第230話 実食
「いただきま〜す!」
私はつきたてのお餅をほおばりました。
びよ〜んとのびるその食べ物にどんどん惹かれていきます。
歯で噛んだ瞬間のパリッとした食感が楽しい。
総合して私の出したここ食べ物の評価は。
「美味しい!」
でした。
やっぱり食べ慣れた味ってやつは良いですね。
ちょっぴり醤油をつけてパクッと食べるという、日本人のオーソドックスな食べ方はこちらでも人気なやようです。

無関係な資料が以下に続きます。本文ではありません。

PR #110, opened 2025-11-30
Add initial version of mypy type checker

Svilen-Stefanov:
I'm currently ignoring a lot of files to incrementally add them and make sure we don't merge things that change the behavior. I'll open a separate PR to introduce the changes to the other files and remove them from the exclude list of mypy.

I also added this to the pre-commit git action so that it runs on every commit.

### DIFF
--- a/demo.py
+++ b/demo.py
@@ -96,7 +96,7 @@ def generate_docs(repo_name: str, temp_repo_folder: Path, repo_url: str | None =
             )
 
 
-def generate_docs_remote(repo_url: str, temp_repo_folder: Path, local_dev=False) -> str:
+def generate_docs_remote(repo_url: str, temp_repo_folder: Path, local_dev=False):
     """
     Clone a git repo to target_dir/<repo-name>.
     Returns the Path to the cloned repository.
@@ -114,7 +114,8 @@ def generate_docs_remote(repo_url: str, temp_repo_folder: Path, local_dev=False)
         store_token()
     if caching_enabled() and onboarding_materials_exist(repo_name, ROOT_RESULT):
         logger.info(f"Cache hit for '{repo_name}', skipping documentation generation.")
-        return repo_name
+        return
+
     repo_name = clone_repository(repo_url, Path(REPO_ROOT))
     generate_docs(repo_name, temp_repo_folder, repo_url)
     if os.path.exists(ROOT_RESULT):
@@ -123,7 +124,6 @@ def generate_docs_remote(repo_url: str, temp_repo_folder: Path, local_dev=False)
         logger.warning(
             f"ROOT_RESULT directory '{ROOT_RESULT}' does not exist. Skipping upload of onboarding materials."
         )
-    return repo_name
 
 
 def copy_files(temp_folder: Path, output_dir: Path):


evals/end_to_end_eval.py
```diff
@@ -29,7 +29,7 @@
 load_dotenv()
 
 # Get project root from environment variable
-PROJECT_ROOT = Path(os.getenv("PROJECT_ROOT"))
+PROJECT_ROOT = Path(os.getenv("PROJECT_ROOT") or ".")
```
Svilen-Stefanov: If `PROJECT_ROOT` is undefined, we need a default. I don't think this is the cleanest way to do it but it's one way.

demo.py
```diff
@@ -57,9 +58,9 @@ def onboarding_materials_exist(project_name: str, source_dir: str):
         return False
 
 
-def generate_docs(repo_name: str, temp_repo_folder: Path, repo_url: str = None):
+def generate_docs(repo_name: str, temp_repo_folder: Path, repo_url: Optional[str] = None):
     # Create directories if they don't exist
-    repos_dir = Path(os.getenv("REPO_ROOT"))
+    repos_dir = Path(os.getenv("REPO_ROOT") or ".")
```
brovatten: I would use os.getenv("REPO_ROOT", ".")

brovatten: Also, I'd argue if the REPO_ROOT is not set something is wrong, since it's part of the `setup.py`. Are you sure we shouldn't just throw an error?

demo.py
```diff
@@ -101,12 +102,12 @@ def generate_docs_remote(repo_url: str, temp_repo_folder: Path, local_dev=False)
     repo_name = get_repo_name(repo_url)
     if not local_dev:
         store_token()
-    if caching_enabled() and onboarding_materials_exist(repo_name, ROOT_RESULT):
+    if ROOT_RESULT and caching_enabled() and onboarding_materials_exist(repo_name, ROOT_RESULT):
```
brovatten: This to me can lead to confusion... if caching is enabled in the .env then an unset `ROOT_RESULT`can lead to no caching? But we also set it before? 

More than two if-statements usually smells in my opinion.

I can't provide any good suggestions, maybe @ivanmilevtues can pitch in.

demo.py
```diff
@@ -101,12 +102,12 @@ def generate_docs_remote(repo_url: str, temp_repo_folder: Path, local_dev=False)
...
         logger.info(f"Cache hit for '{repo_name}', skipping documentation generation.")
-        return
-    repo_name = clone_repository(repo_url, Path(os.getenv("REPO_ROOT")))
+        return repo_name
```
brovatten: Good catch with consistencies, although I would instead remove the other `return repo_name`. We are not using the return for anything, better to define it when we need it. Expected return value is unclear

output_generators/html.py
```diff
@@ -68,7 +68,8 @@ def generate_html(
     cytoscape_data = generate_cytoscape_data(insights, linked_files, project, demo)
     cytoscape_json = json.dumps(cytoscape_data, indent=2)
 
-    root_dir = str(Path(os.getenv("REPO_ROOT")) / project)
+    repo_root = os.getenv("REPO_ROOT")
+    root_dir = (repo_root + "/" + project) if repo_root else project
```
brovatten: Doesn't this break windows? Not sure.

output_generators/markdown.py
```diff
@@ -57,7 +57,8 @@ def generate_markdown(insights: AnalysisInsights, project: str = "", repo_ref=""
 
     detail_lines = ["\n## Details\n", f"{insights.description}\n"]
 
-    root_dir = str(Path(os.getenv("REPO_ROOT")) / project)
+    repo_root = os.getenv("REPO_ROOT")
+    root_dir = (repo_root + "/" + project) if repo_root else project
```
brovatten: Same question here as above. I would assume we'd use the os.sep, even if this means making it a str after.

vscode_runnable.py
```diff
@@ -57,8 +57,8 @@ def partial_updates(component_to_update_name: str, analysis_to_update_name: str)
     generator.pre_analysis()
 
     # Load the analysis for which we want to extend the component
-    analysis = analysis_folder / f"{analysis_to_update_name}.json"
-    with open(analysis, "r") as file:
+    analysis_file = analysis_folder / f"{analysis_to_update_name}.json"
+    with open(analysis_file, "r") as file:
```
brovatten, line 61: Good!

vscode_constants.py
```diff
@@ -16,16 +17,18 @@ def update_command_paths(bin_dir):
...
-                # Scan the bin dir to fine the cli.mjs path
-                value["command"][0] = find_cli_js(bin_dir) or value["command"][0]
-                if platform.system().lower() == "windows":
-                    # Use node to run the .mjs file on Windows
-                    value["command"].insert(0, "node")
-            elif "command" in value:
-                cmd = value["command"]
-                if isinstance(cmd, list) and cmd:
-                    value["command"][0] = os.path.join(bin_path, cmd[0])
+            if isinstance(value, Dict) and "command" in value:
```
brovatten: Have to leave it here, @ivanmilevtues can u pitch in?

output_generators/html.py
ivanmilevtues: It will break windows, we need the os.sep thing as it is not a Path object good catch

output_generators/mdx.py
```diff
@@ -39,7 +39,7 @@ def generated_mermaid_str(
     return "\n".join(lines)
 
 
-def generate_frontmatter(file_name: str, component_name: str = None) -> str:
+def generate_frontmatter(file_name: str, component_name: Optional[str] = None) -> str:
```
ivanmilevtues: As your comment from the other commit, we want to use `str|None` here instead of optional?

It could be that I misunderstood, I don't have strong preference

output_generators/mdx.py
```diff
@@ -84,7 +84,8 @@ def generate_mdx(
 
     detail_lines = ["\n### Details\n", f"{insights.description}\n"]
 
-    root_dir = str(Path(os.getenv("REPO_ROOT")) / project)
+    repo_root = os.getenv("REPO_ROOT")
+    root_dir = (repo_root + "/" + project) if repo_root else project
```
ivanmilevtues: Windows sep thing

output_generators/sphinx.py
```diff
@@ -91,7 +91,8 @@ def generate_rst(
     lines.append("")
 
     # Add component details
-    root_dir = str(Path(os.getenv("REPO_ROOT")) / project)
+    repo_root = os.getenv("REPO_ROOT")
+    root_dir = (repo_root + "/" + project) if repo_root else project
```
ivanmilevtues: Windows sep

demo.py
ivanmilevtues: I agree probably this should be an error.
In that case better use: value = os.environ["MY_ENV_VAR"]  # raises KeyError if not set

local_app.py
```diff
@@ -169,7 +170,7 @@ async def generate_onboarding(job_id: str):
 # -- API Endpoints --
 @app.post("/generation", response_class=JSONResponse, summary="Create a new onboarding job")
 async def start_generation_job(
-    repo_url: str = Query(..., description="GitHub repo URL"), background_tasks: BackgroundTasks = None
+    repo_url: str = Query(..., description="GitHub repo URL"), background_tasks: Optional[BackgroundTasks] = None
```
ivanmilevtues: unsure what we do with the optional, as I said I don't have anything against it. Just mentioning for consistency.

vscode_constants.py
```diff
@@ -16,16 +17,18 @@ def update_command_paths(bin_dir):
...
+                cmd: List[str] = value["command"]  # type: ignore[assignment]
```
ivanmilevtues: list[str]

demo.py
ivanmilevtues: I understand it but cansee the confusion. I think the previous thing was fine as:
if ROOT_RESULT is unset and caching is enabled, the onboarding_materials_exist would be false.

This whole thing is quite confusing as it is patch work after patch work. We should probably reconsider the CLI (demo.py).

As now it does 3 things. Generates an analysis to an output dir with an arg + uploads to our own repo GeneratedOnBoardings + can produce .md/.html.

Half of those things are done via sys envs, the other half with args.

I would leave this for now and create a story to refactor this class and name it `codeboarding_cli.py`.

Migrate most things to flags and probably remove the uploading to somewhere else.

demo.py
```diff
@@ -101,12 +102,12 @@ def generate_docs_remote(repo_url: str, temp_repo_folder: Path, local_dev=False)
...
+    repo_name = clone_repository(repo_url, Path(os.getenv("REPO_ROOT") or "repos"))
     generate_docs(repo_name, temp_repo_folder, repo_url)
-    if os.path.exists(ROOT_RESULT):
+    if ROOT_RESULT and os.path.exists(ROOT_RESULT):
```
ivanmilevtues: path.exists(none) is false

vscode_constants.py
ivanmilevtues: not much to add, it is a type safe approach :D
we should decide if we do List/list Dict/dict and so on.

demo.py
Svilen-Stefanov: I agree we should refactor these. The way that I'll resolve this is similar to how I've resolved `Path(os.getenv("REPO_ROOT") or ".")` - throwing an exception when the env is not present, which makes a couple of the other changes redundant.

ivanmilevtues (approved):
Looks good, a big step in the direction of being typesafe <3

PR #111, opened 2025-12-01
Javascript LSP selection fix

ivanmilevtues:
We have fixed the Javascript LSP selection in this change.
Also enhanced the ProgrammingLanguage builder by allowing selection based on the file suffix.

### DIFF
--- a/static_analyzer/programming_language.py
+++ b/static_analyzer/programming_language.py
@@ -33,7 +33,7 @@ class ProgrammingLanguage:
         # id for the language, used in LSP server
         return self.language.lower().replace(" ", "_")
 
-    def get_server_parameters(self) -> List[str]:
+    def get_server_parameters(self) -> list[str]:
         if not self.server_commands:
             raise ValueError(
                 f"No server commands defined for {self.language}. "


static_analyzer/programming_language.py
```diff
@@ -39,5 +42,132 @@ def is_supported_lang(self) -> bool:
...
+        """
+        if self.lsp_key != other.lsp_key:
+            raise ValueError(f"Cannot merge languages with different lsp_keys: {self.lsp_key} vs {other.lsp_key}")
+        
+        # Combine suffixes
+        merged_suffixes = list(set(self.suffixes) | set(other.suffixes))
+        
+        # Use the lsp_key as the canonical language name
+        return ProgrammingLanguage(
+            language=self.lsp_key,
```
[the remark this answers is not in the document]
ivanmilevtues: I kept it like this and changed __init__.py

static_analyzer/programming_language.py
```diff
@@ -39,5 +42,132 @@ def is_supported_lang(self) -> bool:
...
+        Args:
+            lsp_configs: Dictionary of LSP server configurations from config file
+        """
+        self.lsp_configs = lsp_configs
+        # Build reverse index: extension -> lsp_config_key
+        self._extension_to_lsp: Dict[str, str] = {}
+        for lsp_key, config in lsp_configs.items():
+            for ext in config.get("file_extensions", []):
+                # Normalize extension (ensure it starts with '.')
+                normalized_ext = ext if ext.startswith('.') else f'.{ext}'
```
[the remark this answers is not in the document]
ivanmilevtues: Should be fine as long as some LSP actually processses it. Also should not happen generally.

setup.py
```diff
@@ -255,9 +255,22 @@ def update_static_analysis_config():
     if ts_lsp_path.exists():
         config["lsp_servers"]["typescript"]["command"][0] = str(ts_lsp_path)
         updates += 1
+        # Also update JavaScript LSP server (uses same typescript-language-server)
+        config["lsp_servers"]["javascript"]["command"][0] = str(ts_lsp_path)
+        updates += 1
+
+    # Update Go Language Server path
+    gopls_path = servers_dir / "gopls"
+    if platform.system() == "Windows":
```
brovatten: How come the go paths updated for this PR?

static_analyzer/scanner.py
```diff
@@ -36,7 +37,10 @@ def scan(self) -> List[ProgrammingLanguage]:
             logger.warning("No total code count found in Tokei output")
             return []
 
-        programming_languages = []
+        # Use dict to accumulate and merge by lsp_key
+        merged_languages: Dict[str, ProgrammingLanguage] = {}
```
brovatten: This is never used

static_analyzer/programming_language.py
```diff
@@ -39,5 +47,101 @@ def is_supported_lang(self) -> bool:
...
-        return f"ProgrammingLanguage(language={self.language}, size={self.size}, percentage={self.percentage}, suffixes={self.suffixes})"
+        return f"ProgrammingLanguage(language={self.language}, lsp_key={self.lsp_key}, size={self.size}, percentage={self.percentage:.2f}%, suffixes={self.suffixes})"
+
+
+class ProgrammingLanguageBuilder:
+    """Builder to create ProgrammingLanguage instances from tokei output with greedy LSP matching."""
+
+    def __init__(self, lsp_configs: dict):
+        """
+        Initialize builder with LSP server configurations.
```
brovatten: I would skip the docs and use CodeBoarding ;) 

Or use 2 line descriptions like we've done before

static_analyzer/programming_language.py
```diff
@@ -1,18 +1,26 @@
...
+        server_commands: List[str] = None,
+        lsp_key: Optional[str] = None,
     ):
         self.language = language
         self.size = size
         self.percentage = percentage
         self.suffixes = suffixes
         self.server_commands = server_commands
+        # lsp_key is used for grouping related languages (e.g., JS, TSX, JSX -> typescript)
+        self.lsp_key = lsp_key or language.lower()
```
brovatten: Use a more descriptive name. What they have in common is the LSP that's used, so maybe reference that?

static_analyzer/programming_language.py
```diff
@@ -39,5 +47,101 @@ def is_supported_lang(self) -> bool:
...
+            percentage: Percentage of total codebase
+            file_suffixes: Set of file suffixes extracted from tokei reports
+
+        Returns:
+            ProgrammingLanguage instance with LSP config if available
+        """
+        lsp_key = self._find_lsp_config_key(tokei_language, file_suffixes)
+
+        server_commands = None
+        config_suffixes: Set[str] = set()
```
brovatten, line 103: I would just define the set normally for consistency

brovatten: Actually nvm, this is nice, good thinking!

setup.py
Svilen-Stefanov: I suppose you're fixing other things as well, not just the javascrip LSP selection. I also wonder if we can refactor this with something like:
```
# The Plan: (Binary Name, Is_Node_App, List of Config Targets)
# "True" means it lives in node_modules/.bin and needs .cmd on Windows
# "False" means it lives in the root and needs .exe on Windows
server_definitions = [
    ("pyright-langserver",         True,  [("lsp_servers", "python")]),
    ("typescript-language-server", True,  [("lsp_servers", "typescript"), 
                                           ("lsp_servers", "javascript")]),
    ("gopls",                      False, [("lsp_servers", "go")]),
    ("tokei",                      False, [("tools",       "tokei")]),
]

for binary, is_node, targets in server_definitions:
    # 1. Determine the extension and folder based on the type
    ext = (".cmd" if is_node else ".exe") if is_win else ""
    folder = (servers_dir / "node_modules" / ".bin") if is_node else servers_dir
    
    # 2. Build the full path once
    full_path = folder / (binary + ext)

    # 3. Apply to all relevant targets in config
    if full_path.exists():
        for section, key in targets:
            config[section][key]["command"][0] = str(full_path)
            updates += 1
```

辺りを見回してみると、きな粉を付ける人や豆を混ぜる人など、様々な食べ方があるのは面白いと思えました。
まあ、前世から思っていましたけどね!。
どうでもいい事を沢山吐露しましたが、やっぱりお餅は美味しいという事が言いたいだけですよ〜。
「ふふっ...」
私が懐かしいこの味に笑みをこぼしていると兄がそっと手を頭の上に置いてこう呟きました。
「美味いか?」
「うんっ!、とっても美味しいよ!」
嘘偽りない本音を吐露します。
実際このお餅は日本の物と比べてみても勝るとも劣らない味と食感で私を歓迎してくれていました。
私があまりにも美味しそうに食べるのを見たアアルが頭の上から「僕も食べてみた〜い」とヨダレを垂らしていたので、彼の一口サイズにちぎって食べさせてあげます。
ハフハフと口を動かしながらゆっくりと飲み込んでいく彼。
「美味しい?」
「うんっ!とっても美味しい!もっと頂戴!」
「ハハッ、アアルは食いしん坊さんだな〜」
面白くなってきたのでどんどんちぎって食べさしてあげました。
あげるたびに嬉しそうな声をあげる彼を見ているとこっちまで楽しい気分になってきますね...。
(平和だな〜...)
ほのぼののんびり...。
思えばこんなにのんびりしたのは久しぶりだったかもしれません。
日本でいた時には母親の私に対する期待値が低すぎて辛かったのを覚えてますけど、カリンの母さんはそんな事がないので本当に良いです。
まあ、単純にカリンという少女のスペックが高いのが理由かもしれませんがこの体になってわかった事があります。
全ての人にはその人だけの器のような物があって、その中に収められる分だけしか人は手に入れられないということでした。
カリンになってからの私は、様々な事にチャレンジしてもだいたい上手くできていますが、餅月林華だった私は何をやっても上手く出来なかったのを覚えています。
そう思うとため息が出てしまうのでした。
(神さまって...、なんで1人1人にこんな格差を与えるのだろうか...)
私の世界に神さまはいませんでしたが、こちらの世界には女神クティルと呼ばれる神様が存在するらしいので、一度くらい会ってみたいものです。
...、すみませんなんだか暗くなっちゃいましたね。
餅月林華なんてこっちには存在しないも当然なので、こちらの世界を楽しまないと...と思う私なのでした。